Comparison of \( u \) with respect to \( t \)

It is noticed in Fig. 6 that vertical displacement \( \left( w \right) \) decreases with the increase of \( z \). Vertical displacement for the LS model is maximum, and displacement for the GN-III model is minimum. Vertical displacement decreases in the presence of voids.

Fig. 6

Comparison of \( w \) with respect to \( t \)
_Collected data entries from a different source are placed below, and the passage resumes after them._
PR #975, opened 2026-07-02
feat(ts-sdk): typed custom-filters authoring surface and client (#967)

### LINKED ISSUE #967: [TS SDK] Prepare SDK for custom filters release

SnowboardTechie:
### Summary

- Plugin authors now get compile errors for route/method typos in `definePlugin()` (closed key unions) plus a runtime `FilterError` backstop at definition time, and registered filters type the consumer call site directly — one declaration, no second inert list.
- Plugin consumers get `plugin.getClient(config)`: a client pre-bound to the plugin's schemas and registered filters — responses parse with the plugin schema by default, `search({ filters })` autocompletes registered names and compile-checks value families.
- Filter validation is now fail-fast (an invalid value on any filter throws `FilterError` before the request is sent), and `search()`/`list()` partition rows into `{ items, errors }` so one malformed row no longer throws away the page.
- The resource layer is registry-driven for multi-resource readiness (organizations/applications/awards): `Resource` base with read primitives plus a `mutate` write primitive (`put`/`patch` added to the transport), so a new resource is a registry entry + typed slots.

- Fixes #967
- Time to review: 45 minutes

### Changes proposed

- **extensions/**: `PluginRoutes` closed to `Partial<Record<ResourceName, RouteMethods>>`; `FILTER_TYPE_SCHEMAS` literal-typed with a `CustomFilterInput<FT>` projection; `F.*` helpers made generic over value; `classifyFilters` flipped from fail-soft to fail-fast (`ClassifyResult` removed; the name stays consistent with Python's `classify_filters`); `definePlugin()` validates routes at definition time and wires `plugin.getClient()`.
- **client/**: new `client/resources/` (`Resource` base with `mutate`, `RESOURCE_REGISTRY`, moved `Opportunities`), new `client/results.ts` (`parseBatch`, `ParseFailure`, `ListResult`/`SearchResult`), `BuiltClient` projection + builder; `Client` de-genericized (constructor no longer takes `routes`) while keeping default base-schema resource slots for plugin-less use; transport gains `put`/`patch`; fetch helpers partition rows and use raw row counts for pagination.
- **Behavior contract**: invalid standard/registered filter values throw before the request; well-formed ad-hoc filters still pass through; `filterInfo.errors` now carries server-returned errors only; `get()` stays fail-hard; `statuses`+`filters.status` conflict now throws.
- **Tests/docs**: 545 tests (incl. compile-only type gates for typos, wrong value families, and the `BuiltClient` not-`any` projection); examples reworked to the consumer flow; extensions README updated; changeset (`minor`) documents the breaking changes.

### Context for reviewers

**Deviations from the [draft implementation plan](https://github.com/user-attachments/files/29517984/ts-sdk-client-extensions-plan.md) (flagged per the AC):**

- No `extensions/` file renames — types landed in the existing files, using the plan's own "the directory moves are optional cosmetics" clause. `client/resources/` + `results.ts` are genuinely new.
- `Client` keeps default (base-schema, no registered filters) resource slots rather than going strictly transport-only, so plain `new Client()` consumers keep working; the `routes` constructor param and generic are still removed.
- Registry is simplified at n=1 (single `schemaName` per entry, direct typed slot assignment instead of a loop); the `satisfies Record<ResourceName, …>` clause is the drift guard.
- The runtime route-typo backstop fires at `definePlugin()` (per this issue's AC) rather than at client construction (Python's timing).

**Deliberate TS-ahead-of-Python divergences (vs #966 / PR #970):**

- `onParseError: "collect" | "throw"` per-call option (Python always collects).
- A malformed **ad-hoc** filter value throws in TS ("no soft-degrade on input" per the plan); Python currently drops it as a non-strict error.
- Multi-resource registry + `mutate` write primitive (Python is opportunities-only).

**Unhappy-path verification (per the AC):**

- `examples/custom-filters.ts` — "Reviewer notes — unhappy paths" header block maps each guard to where it's proven; `pnpm example:custom-filters` runs the fail-fast demos with no server.
- Compile gates: `__tests__/extensions/plugin-routes-types.ts` (route/method typos, wrong value family, `BuiltClient` projection not-`any`), `__tests__/client/search-filters-types.ts`.
- Runtime: `__tests__/extensions/get-client.spec.ts` (FilterError before any request, definition-time backstop), `__tests__/client/opportunities.spec.ts` (no-request assertions, `{items, errors}` partition, server-only `filterInfo.errors`), `__tests__/client/resources.spec.ts` (write-verb mechanism via a test-only subclass).

**Verified:** `pnpm run checks` / `pnpm build` / 545 tests / examples all green; also exercised from a downstream-consumer harness against the packed tarball (definePlugin backstop, pre-request throw, `customFilters` wire nesting, partition, plugin-bound typed parsing all confirmed from the consumer import path).

**Migration heads-up:** `common-grants/ts-cg-grants-gov` does not compile against this branch (its checkout predates the current SDK surface generally, not just this PR); migration notes will accompany the release. Breaking changes are enumerated in the changeset.

### Additional information

```ts
const plugin = definePlugin({
  schemas: { Opportunity: { customFields: { programCode: { fieldType: "string" } } } },
  routes: { opportunities: { search: { filters: { region: { filterType: "stringArray" } } } } },
} as const);

const client = plugin.getClient({ baseUrl });
const result = await client.opportunities.search({ filters: { region: F.in(["US-CA"]) } });
//                                                            ^ autocompletes; F.eq() here is a compile error
result.items[0].customFields?.programCode?.value; // typed string — no per-call schema
result.errors;                                     // ParseFailure[] — malformed rows, with index + raw
```


lib/ts-sdk/src/extensions/custom-filters.ts
```diff
@@ -3,9 +3,10 @@
  *
  * Provides the classifier, validators, and F helper namespace for the custom-filters surface.
  *
- * - `classifyFilters` — transforms a flat consumer `filters` object into the
+ * - `categorizeFilters` — transforms a flat consumer `filters` object into the
```
widal001: Is there a reason we're renaming `classifyFilters` --> `categorizeFilters` everywhere?

If this is because that's the name of the private method in CommonBenefits, I'm okay with keeping it `classifyFilters` to stay consistent with the Python SDK.

Ideally we'd eventually make this a private function or method in both TypeScript or Python, since plugin authors and consumers shouldn't really need to use or know about it.

lib/ts-sdk/examples/custom-filters.ts
widal001, line 1: FYI - I refactored this example in #982 to remove the direct invocation of `categorizeFilters()` since SDK consumers should need to use this directly.

widal001 (approved):
I haven't gotten a chance to review this super in depth, but the plugin author and consumer interface seems solid!

I opened one small stacked PR that might be good to merge into this #982 to improve ad hoc filter validation.

There are a few extra safeguards that this branch introduces that we'll want to port over to Python: mostly the validation check at `define_plugin()` instead of `plugin.get_client()`

lib/ts-sdk/src/extensions/custom-filters.ts
SnowboardTechie: The rename was tracking the behavior change rather than the CommonBenefits name: when the fail-soft version got removed, the fail-fast throw-before-request classifier came in under a new name so the contract change would be loud. But since nothing consumes this surface yet and the plan is to bring Python to the same erroring pattern, I've reverted it in 94bba78. `classifyFilters` everywhere again, still fail-fast.

I'd land the privatization the same way, consumers shouldn't need it once `search()` is the path.

lib/ts-sdk/examples/custom-filters.ts
SnowboardTechie: Yeah, that's the better shape. The direct call was showing the request-body seam more than a real consumer flow.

It is shown in Fig. 7 that the absolute value of the temperature decreases with the increase of \( t \). The absolute value of the temperature for the LS model is maximum, and temperature for the GN-III model is minimum. Temperature for the TPL model lies between the temperatures for other two models.

Fig. 7

Comparison of \( T \) with respect to \( t \)

7 Conclusion

In this article, thermal shock response in porous orthotropic medium is investigated in the context of the three-phase-lag model of thermoelasticity. The comparison of three generalized thermoelastic models in case of stress, displacements and temperature is presented graphically. From the theoretical and numerical discussion, the following concluding remarks can be drawn:

1. (a)

   All considered parameters decrease in the presence of voids.

2. (b)

   All parameters decrease with the increase in distance and time.

3. (c)

   The value of all parameters for the LS model is maximum and minimum for the GN-III model.

4. (d)

   There is significant difference in the considered parameters for different models.

5. (e)

   The present problem is the most general one as other problems with different thermoelastic models can be obtained as special cases from it.